You can use relative numbers, the concepts will work all the same.
But she has no income, limited retirement funds and as a result lives fairly poorly, circa £20k a year. 2 kids.
To make matters worse, her children, albeit less poorly, don’t have it great.
Let’s say normal jobs, 30-70k/year range, maybe higher if they are still in London.
Nothing wrong with all of this, I think most people have this similar structure, albeit likely lower numbers.
But, things are broken.
Going from £30k —> £70k a year is such a massive jump in life quality.
Even all the happiness research shows a plateau around this £70k/year mark vs steep increases in happiness per income bracket prior.
In short from these studies:
A large peer-reviewed study (1.7 million people worldwide) found that happiness/life satisfaction peaks around $95,000 annual income and doesn’t meaningfully increase beyond that.
Emotional well-being maxes out even lower, around $60,000-$75,000.
This all makes sense as living on £15k vs £30k would be substantially different.

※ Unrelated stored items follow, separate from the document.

PR #84, opened 2024-03-26
Added the version attribute to the artifact data model

cwognum:
## Changelogs

- Adds the `version` attribute to the `BaseArtifactModel`. 

---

So having: 3 people below the “peak happiness income level” yet having £3,000,000 of “assets”….. Just because “that’s how it’s done” seems (and is) mental.
Both the children and the mother are living sub-optimally just based on “social norms”.

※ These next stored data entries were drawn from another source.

PR #86, opened 2024-04-02
Updating column adapter logic and usage

Andrewq11:
## Changelogs

- Updated the attribute name in the BaseArtifactModel which indicates the current Polaris client version from `version` to `polaris_version`
- Fixed column adapter logic by introducing a conversion map and updating how the conversion is applied on dataset retrieval

---

_Checklist:_

---

### DIFF
--- a/polaris/dataset/_adapters.py
+++ b/polaris/dataset/_adapters.py
@@ -2,10 +2,8 @@ from enum import Enum
 import datamol as dm
 
 # Map of conversion operations which can be applied to dataset columns
-conversion_map = {
-    'SMILES_TO_MOL': dm.to_mol,
-    'BYTES_TO_MOL': dm.Mol
-}
+conversion_map = {"SMILES_TO_MOL": dm.to_mol, "BYTES_TO_MOL": dm.Mol}
+
 
 class Adapter(Enum):
     """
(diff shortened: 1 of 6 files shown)


polaris/dataset/_adapters.py
```diff
@@ -13,10 +15,10 @@ class Adapter(Enum):
         BYTES_TO_MOL: Convert a RDKit binary string to a RDKit molecule.
     """
 
-    SMILES_TO_MOL = dm.to_mol
-    BYTES_TO_MOL = dm.Mol
+    SMILES_TO_MOL = "SMILES_TO_MOL"
+    BYTES_TO_MOL = "BYTES_TO_MOL"
```
cwognum, line 19: Minor, but since the `name` and the `value` of the Enum are the same, maybe we should just use [`auto()`](https://docs.python.org/3/library/enum.html#enum.auto) as the value to prevent confusion on whether to use the `name` or the `value`.

polaris/dataset/_dataset.py
```diff
@@ -154,9 +154,9 @@ def _validate_model(cls, m: "Dataset"):
 
         return m
 
-    @field_validator("default_adapters")
+    @field_validator("default_adapters", mode="before")
```
cwognum, line 157: Nice usage of `before` here! We should probably use that in other places too so we can simplify the type definitions of our Pydantic models.

polaris/dataset/_adapters.py
cwognum: To be really safe, maybe we combine it with the [`@unique`](https://docs.python.org/3/library/enum.html#enum.unique) decorator.

cwognum (approved):
Looks great. Just a minor suggestion! Thanks, @Andrewq11 !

Most of the older generation, such as parents (of friends and family that I know) are wealthy but not rich.
They own a £750,000 house outright.
Maybe more than 1 car.
Maybe a bunch of stocks, ISA’s, investments and so on.
But act like they are on the poverty line.

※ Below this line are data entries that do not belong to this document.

PR #89, opened 2024-04-03
Preventing certain license types on dataset upload to hub

Andrewq11:
## Changelogs

- Added an enum for the Creative Commons licenses which we will accept for datasets being uploaded to the hub
- Added logic to throw an error on dataset upload attempts which contain an unsupported license type

---

_Checklist:_

---

- This PR is related to this issue - https://github.com/polaris-hub/polaris-hub/pull/281

### DIFF
--- a/tests/conftest.py
+++ b/tests/conftest.py
@@ -10,7 +10,7 @@ from polaris.benchmark import (
     SingleTaskBenchmarkSpecification,
 )
 from polaris.dataset import ColumnAnnotation, Dataset
-from polaris.utils.types import HubOwner, License
+from polaris.utils.types import HubOwner
 
 
 def check_version(artifact):
@@ -68,7 +68,7 @@ def test_dataset(test_data, test_org_owner):
         tags=["tagA", "tagB"],
         user_attributes={"attributeA": "valueA", "attributeB": "valueB"},
         owner=test_org_owner,
-        license=License(id="CC-BY-4.0"),
+        license="CC-BY-4.0",
         curation_reference="https://www.example.com",
     )
     check_version(dataset)
--- a/tests/test_type_checks.py
+++ b/tests/test_type_checks.py
@@ -3,7 +3,7 @@ from pydantic import ValidationError
 
 import polaris as po
 from polaris._artifact import BaseArtifactModel
-from polaris.utils.types import HubOwner, License
+from polaris.utils.types import HubOwner
 
 
 def test_slug_string_type():
@@ -55,14 +55,6 @@ def test_slug_compatible_string_type():
         "x" * 4,
     ]:
         BaseArtifactModel(name=name)
-
-
-def test_license():
-    # If not a valid CC license, you must specify a valid reference
-    with pytest.raises(ValidationError):
-        License(id="MIT")
-    with pytest.raises(ValidationError):
-        License(id="0BSD")
 
 
 def test_version():


polaris/dataset/_dataset.py
```diff
@@ -58,7 +58,7 @@ class Dataset(BaseArtifactModel):
         annotations: Each column _can be_ annotated with a [`ColumnAnnotation`][polaris.dataset.ColumnAnnotation] object.
             Importantly, this is used to annotate whether a column is a pointer column.
         source: The data source, e.g. a DOI, Github repo or URI.
-        license: The dataset license
+        license: The dataset license. Polaris only supports some Creative Commons licenses. See the SupportedLicenseType enum for accepted ID values.
```
cwognum, line 61: You can reference other code in your docstring by using double square brackets, e.g. 

```
[`SupportedLicensesTyp`][polaris.utils.types.SupportedLicenseType]
```

polaris/utils/types.py
```diff
@@ -128,7 +138,7 @@ class License(BaseModel):
         "https://raw.githubusercontent.com/spdx/license-list-data/main/json/licenses.json"
     )
 
-    id: str
+    id: SupportedLicenseType | str
     reference: Optional[HttpUrlString] = None
 
     @model_validator(mode="after")  # type: ignore
```
cwognum, line 144: We no longer need this validator!

We should, however, add a validator to convert the `id` field into the enum if it is a string and to not have to convert between str and enum.

polaris/utils/types.py
```diff
@@ -128,7 +138,7 @@ class License(BaseModel):
         "https://raw.githubusercontent.com/spdx/license-list-data/main/json/licenses.json"
     )
 
-    id: str
+    id: SupportedLicenseType | str
     reference: Optional[HttpUrlString] = None
```
cwognum, line 142: We should automatically compute the `reference` attribute based on the `id` if the `id` is not `None`. Because we don't want the user to be able to specify a custom link anymore, we should turn the `reference` into a [Pydantic `@computed_field`](https://docs.pydantic.dev/2.0/usage/computed_fields/).

polaris/utils/types.py
```diff
@@ -115,11 +115,21 @@ def __str__(self):
         return self.slug
 
 
+class SupportedLicenseType(Enum):
```
cwognum, line 118: I'm not sure if we need an Enum here. I suggest we just define a new `TypeAlias` for a `Literal` to prevent confusion on whether the use the name or key of the enum.

polaris/utils/types.py
cwognum: Not needed if you decide to replace the enum by a literal type!

polaris/hub/client.py
```diff
@@ -520,6 +520,13 @@ def upload_dataset(
                 See also: https://www.python-httpx.org/advanced/#timeout-configuration
             owner: Which Hub user or organization owns the artifact. Takes precedence over `dataset.owner`.
         """
+
+        # Check if the specified license for the dataset is supported
+        if dataset.license and dataset.license.id not in SupportedLicenseType:
+            raise InvalidDatasetError(
+                f"\nThe license type you have specified for this dataset is not supported by the Polaris Hub.\nOnly some Creative Commons licenses are supported - {[member.value for member in SupportedLicenseType]}. For more information, see https://creativecommons.org/share-your-work/cclicenses/"
+            )
```
cwognum, line 528: This is probably out of scope for this PR, but I'm thinking how we should go about doing the checks before uploading to the Hub (we'll need more) more robustly.

Two ideas:
1. We make the data model for the Dataset more stringent, such that it matches what is expected by the Hub.
2. We create a subclass of the Dataset (and Benchmark and Result) that are more stringent and we validate against this Pydantic model on upload.

Thoughts?

cwognum (commented):
Thanks for picking this up @Andrewq11 ! 

I had some suggestions. Let me know what you think!

polaris/hub/client.py
```diff
@@ -520,6 +520,13 @@ def upload_dataset(
                 See also: https://www.python-httpx.org/advanced/#timeout-configuration
             owner: Which Hub user or organization owns the artifact. Takes precedence over `dataset.owner`.
         """
+
+        # Check if the specified license for the dataset is supported
+        if dataset.license and dataset.license.id not in SupportedLicenseType:
```
cwognum, line 525: Missed something: The license should always defined when uploading to the hub! Can no longer be None!

polaris/hub/client.py
cwognum: Orrrr we keep relying on the errors returned by the Hub to prevent code duplication. This is what we currently do, but the errors have been confusing for some users so we would have to better format then

cwognum: Yeah, agreed. I believe the errors we throw in case there is mismatch between expected and provided data structure, have a JSON field (see [here](https://github.com/polaris-hub/polaris-hub/blob/main/src/lib/errors.ts#L77-L81)) so we should be able to parse and format these more nicely.

cwognum: @Andrewq11 Did you create an issue for error formatting already? We can reference this thread in that issue.

cwognum (approved):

Yet, they shop at Lidl (albeit nothing wrong with that) and penny pinch on parking or chicken or will spend an extra 15 minutes driving to save £5 on fuel….
Essentially the difference between wealth and income.
Net worth and earnings.
Die with Zero
Die with zero for anyone unfamiliar is a book that basically centralises on one concept around of avoiding over-saving and under-living.
It’s something I think we all inherently know but it’s explained very well and concisely, worth a read in full.
I tried to distill the whole book into a couple of sentences:
Don’t work more than you want or need to, to over-save for things you do not want or need. Invest in experiences over “stuff” and borrow from your future self.
Some parts sound quite similar to the line in fight club:
Albeit I think most people replace this with work now.
The key part for this post though is “borrow from your future self”.
Why Inheritance is Backwards
This structure is caused by the underlying issue outlined in die with zero.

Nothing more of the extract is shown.